### What you are asked to do:
Output exactly, with nothing added, the entries from the first line through the line with "when processing such".

(Saved data entries)
::::::::::
PR #90, opened 2020-09-09
ABI: Handle unnamed input parameters in functions

vdamle:
* Solidity supports un-named parameters in functions. The ABI parsing
logic is now enhanced to assign a default name that is prefixed `input`
when processing such functions with unnamed parameters. If there are
multiple unnamed parameters, a suffix with the parameter's index is
added to the name. API requests shall have to use the above nomenclature
when sending requests.
* Request parsing logic is also updated to handle unnamed parameters in
the ABI and look for default names in the query parameters, as described
above.


internal/kldcontracts/rest2eth_test.go
```diff
@@ -963,6 +963,40 @@ func TestSendTransactionDefaultConstructorABI(t *testing.T) {
...
+	abiLoader := &mockABILoader{
+		deployMsg: &kldmessages.DeployContract{
+			ABI: kldbind.ABIMarshaling{
+				{
+					Name: "unnamedparamsmethod", Type: "function", Inputs: []kldbind.ABIArgumentMarshaling{
+						{Name: "", Type: "uint256", InternalType: "uint256"},
+						{Name: "", Type: "uint256", InternalType: "uint256"},
+					},
+				},
+			}, // completely empty ABI is ok
```
vdamle, line 985:
```suggestion
			},
```

internal/kldcontracts/rest2eth.go
```diff
@@ -419,12 +420,21 @@ func (r *rest2eth) resolveParams(res http.ResponseWriter, req *http.Request, par
 	c.msgParams = make([]interface{}, len(c.abiMethod.Inputs))
 	queryParams := req.Form
 	for i, abiParam := range c.abiMethod.Inputs {
-		if bv, exists := c.body[abiParam.Name]; exists {
+		argName := abiParam.Name
+		// If the ABI input has one or more un-named parameters, look for default names that are passed in.
+		// Unnamed Input params should be named: input, input1, input2...
```
peterbroadhurst, line 425: Going to dig around for precedent here in the code - I think we have a naming convention on start from 0 or 1 etc. that it's worth being consistent with...

peterbroadhurst: Aha, this is what we already have in `genOutput` 👍

peterbroadhurst: (bet it was me who set that precedent... feels a bit odd in retrospect, but ah well 🤷‍♂️ )

peterbroadhurst (approved):
📥 📥 📥 
0️⃣ 1️⃣ 2️⃣

PR #92, opened 2020-09-15
Add tests to demonstrate valid/invalid cases for bytesxx input

vdamle:


peterbroadhurst (approved):
👍

peterbroadhurst:
One thought is that we could do with translating https://github.com/kaleido-io/ethconnect/blob/8444b2b5de87cf7c9ef85249d48e34fa41835504/internal/kldeth/txn.go#L539 into a human readable table that describes the map interface.

PR #95, opened 2020-10-06
WebSocket support for event streams

peterbroadhurst:
## Why vanilla WebSockets not Socket.io?

I investigated all of the socket.io server implementations, and actually got to 90% on coding up the implementation with the most robust and active one: https://github.com/googollee/go-socket.io, but I failed when I got to the end to end testing.

The conclusion was that there isn't an up to date socket.io 2.0 compliant server engine, with good test coverage, and an active OSS community.
Also the general swing of opinion seems to be away from socket.io to vanilla WebSockets.

## The WebSocket API

Route: `/ws` - same listener as HTTP/HTTPS API

## Topics

In order to allow multiple event streams to target different sets of WebSocket applications, I've introduced a lightweight `topic` construct. This is optionally specified on the configuration of the `eventstream` (the default topic is `""`), and  then when the application listens or acks it can specify the topic.

### Listen

```js
{
  "type": "listen",
  "topic": "mytopic"
}
```

### Ack

The model currently _only_ has acknowledgement of batches, and you must acknowledge a batch before the next batch will be delivered. This makes it equivalent to the REST API, and means we don't flood the application.

```js
{
  "type": "ack",
  "topic": "mytopic"
}
```

### Error (nack)

The application can choose to nack a payload, if it cannot process it. That will result in the standard exponential backoff retry and blocking behavior kicking in on the server. This means the app logic can stay super simple when using websockets, and all the retry stays in the server side.

```js
{
  "type": "error",
  "topic": "mytopic",
  "message": "My backend is down right now... give me a minute will ya?"
}
```

## Architecture

The `kldws` package elevates the low-level WebSocket API to provide the above model to the other components. For now that's just Event Streams, but it can be extended trivially to include receipt notifications for async TX submission.

The `WebSocketChannels` interface contains:

```go
GetChannels(topic string) (sender chan<- interface{}, receiver <-chan error)
```

This lets the `eventstreams` assert the existence of a `topic` that it has in its configuration, by asking for a bidirectional set of channels. Then it can block sending messages into the `sender` channel, and any active connections that have `listen`ed to that `topic` will compete to pull messages from it. If none are available, the `sender` will block indefinitely.

> Note that the client can also assert the existence of a `topic` - so we don't care which comes first.

The `eventstreams` interface does an interruptible indefinite send on this topic, meaning:
- A batch is not considered `blocked` just because no-one is connected to the `topic`
- If the stream is updated, then it will wake up as expected


peterbroadhurst:
I've done end to end testing of this now.

jimthematrix (approved):
LGTM

PR #96, opened 2020-10-07
Couple of event stream fixes

peterbroadhurst:
- Allow editing of the `Topic` for a WebSocket event stream
- Prevent changing the type of an Event Stream
- Bail before editing properties when the user has an error in their config for update
- Set a more sensible default number of seconds for the request timeout - 120seconds rather than 30,000seconds


jimthematrix (approved):
👍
::::::::::
### Answer to this task:
PR #90, opened 2020-09-09
ABI: Handle unnamed input parameters in functions

vdamle:
* Solidity supports un-named parameters in functions. The ABI parsing
logic is now enhanced to assign a default name that is prefixed `input`
when processing such functions with unnamed parameters. If there are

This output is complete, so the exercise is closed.